Part two of this feature, which explores the role of third-party TCFD data providers and investors, can be found here.

This article is part of a series of features exploring ESG data:

  • To read 'The ESG data files – introduction, click here
  • To read 'The ESG data files – part one: reported data', click here
  • To read 'The ESG data files – part two: non-reported data', click here
  • To read 'The ESG data files – part three: ESG rating agencies', click here
  • To read 'The ESG data files – part four: fixed income data’, click here
  • To read 'The ESG data files – part five: the impact of the EU’s taxonomy’, please click here
 A guide to climate reporting guides

• The TCFD has produced extensive guidelines on how to report.
• A TCFD Knowledge Hub website is run by the Climate Disclosure Standards Board (CDSB).
• The Sustainability Accounting Standards Board (SASB) and CDSB have teamed up to publish a TCFD Implementation Guide.
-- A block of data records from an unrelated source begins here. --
PR #377, opened 2013-03-30
Faster Baum-Welch

kmike:
In this pull request most calculations required for HiddenMarkovModelTrainer.train_unsupervised are vectorized; this makes train_unsupervised about 30x faster (number is for demo_pos_bw example).

### DIFF
--- a/nltk/tag/hmm.py
+++ b/nltk/tag/hmm.py
@@ -793,10 +793,10 @@ class HiddenMarkovModelTagger(TaggerI):
                     ' '.join('%s/%s' % (token, tag)
                               for (token, tag) in predicted_sent))
                 print()
-                # print('Entropy:',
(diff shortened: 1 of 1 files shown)


kmike:
Initially I was going to introduce a Cython extension (with optimized logaddexp2 and _log_add functions); this extension could make Baum-Welch about 1.5x faster than in this pull request. I decided not to do this now (for simplicity) - 1.5x speed difference is not that critical.

kmike:
There are ways to improve this further in future (e.g. some matrices are re-calculated many times in this pull request).

kmike:
Cython extension code (unused in the final result): https://gist.github.com/kmike/5278404

stevenbird:
Thanks for a great contribution.

PR #378, opened 2013-03-30
porter.py changed check for double consonant from dictionary to list

knkumar:
unable to import due to syntax error - changed check for doubledec from dictionary to list


knkumar:
changed porter.py to doubledec a word correctly. I am hoping other things are not broken here, request a check and pull

kmike:
The constant is not dictionary, it is a set literal that is available since Python 2.7, but NLTK supports Python 2.6.

We should probably use `word.endswith(('l', 's', 'z'))` (and similar statements in the code before & after) or make these lists sets and precompute them. But this is a bigger task; this change looks good as-it. Thanks!

Issue #381, opened 2013-04-08
Remove nltk.probability.GoodTuringProbDist


kmike:
What do you think about removing nltk.probability.GoodTuringProbDist? I'm asking because: 

a) GoodTuring is not useful in practice (especially for high-frequency symbols where Nr(count+1) is often zero and thus probability is zero);
b) if it is for educational purposes, than arguably implementing it by yourself provides more educational value;
c) nltk.probability.GoodTuringProbDist looks broken: e.g. GoodTuringProbDist.prob() method contain a branch for unseen samples that does nothing (it just computes p0 variable which is not used later).

Another way is to fix (a) by mentioning Good-Turing issues in docstring and to fix (c) by fixing GoodTuringProbDist.prob() and adding some tests, but I think it is better to just remove GoodTuringProbDist - it is much easier and it would fix (a), (b) and (c).

kmike:
GoodTuringProbDist could be useful for FreqDist subclasses that implement smoothed Nr() method, but this is not obvious and there is no such FreqDist subclass in NLTK.

heatherleaf:
+1

Since we do have SimpleGoodTuringProbDist, which works, I don't think there's a need to keep this one.  There's already a good explanation in the comments, and we could simply move the class docstring for GoodTuring into the comments (e.g., efter the fist paragraph, on line 1294.

stevenbird:
+1

afourney:
+1

kmike:
Thanks for your support :)

PR #382, opened 2013-04-08
Remove GoodTuringProbDist (see #381)

kmike:
As @heatherleaf suggested, GoodTuringProbDist docstring is moved to a comment. I changed it a bit, please verify. 

Also, the default value for SimpleGoodTuringProbDist.bins is quite unuseful IMHO: freqdist.B() + 1 means that probability for unseen samples could be very large (up to several orders of magnitude larger than probability of the most common sample). Maybe there is a better estimate (e.g. could we somehow take Zipf law into account)?

### DIFF
--- a/nltk/probability.py
+++ b/nltk/probability.py
@@ -2306,7 +2306,6 @@ def demo(numsamples=6, numoutcomes=500):
         HeldoutProbDist(fdist1, fdist2, numsamples),
         HeldoutProbDist(fdist2, fdist1, numsamples),
         CrossValidationProbDist([fdist1, fdist2, fdist3], numsamples),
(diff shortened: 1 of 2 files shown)


heatherleaf:
looks good to me

re. the default value for SGT, shouldn't that be another issue?

kmike:
Yes, this shold be an another issue. I mentioned it because it is related to a commit from this pull request (https://github.com/kmike/nltk/commit/8d20dc86d8180e61a83e5dc2deeb5b5f30e6071f).

kmike:
Opened https://github.com/nltk/nltk/issues/383 for 'bins' default value.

It claims to be the most commonly accepted and used guideline for TCFD. They followed that with a TCFD Good Practice Handbook.
• MSCI in August unveiled its TCFD Based Reporting: A practical guide for Institutional investors.
• PRI signatories are mandated to report in line with the TCFD from 2020. To assist with this, it introduced TCFD-aligned indicators into its own reporting framework and produced a guide to the TCFD for asset owners.
• The European Commission has published guidelines on corporate climate-related information reporting, as part of its Sustainable Finance Action Plan. They integrate the recommendations of the TCFD.
• The Institutional Investors Group on Climate Change has produced a guide to scenario analysis.
• UNEP FI issued guidance to implement TCFD recommendations in a report, called Changing Course. UNEP FI has also brought together 16 banks to help the industry implement the TCFD.
• The World Economic Forum in conjunction with PwC issued a report on How to Set Up Effective Climate Governance on Corporate Boards.
• The UK government has set up an industry group with The Pensions Regulator (TPR) to develop guidance for pension schemes on the TCFD recommendations.
• The Investors Leadership Network recently issued its TCFD implementation guidance.
• The UK's Financial Reporting Council released a new report on climate-related financial reporting by businesses, highlighting that current disclosures are failing to meet investor expectations.
• The Central Banks and Supervisors' Network for Greening the Financial System (NGFS) is to issue a report on scenario analysis, with its own scenario.

The 11 TCFD recommended disclosures:

Governance

A) Describe the board's oversight of climate-related risks and opportunities.
B) Describe management's role in assessing and managing risks and opportunities.

Strategy

A) Describe the climate-related risks and opportunities the organisation has identified over the short, medium, and long term.
B) Describe the impact of climate-related risks and opportunities on the organisation's businesses, strategy, and financial planning.
C) Describe the resilience of the organisation's strategy, taking into consideration different climate-related scenarios, including a 2°C or lower scenario.

Risk management

A) Describe the organisation's processes for identifying and assessing climate-related risks.
B) Describe the organisation's processes for managing climate-related risks.
C) Describe how processes for identifying, assessing, and managing climate-related risks are integrated into the organisation's overall risk management.

Metrics and targets

A) Disclose the metrics used by the organisation to assess climate-related risks and opportunities in line with its strategy and risk management process.
B) Disclose scope 1, scope 2 and, if appropriate, scope 3 greenhouse gas (GHG) emissions, and the related risks.
C) Describe the targets used by the organisation to manage climate-related risks and opportunities and performance against targets.

 The editor of Environmental Finance owns shares in BlackRock.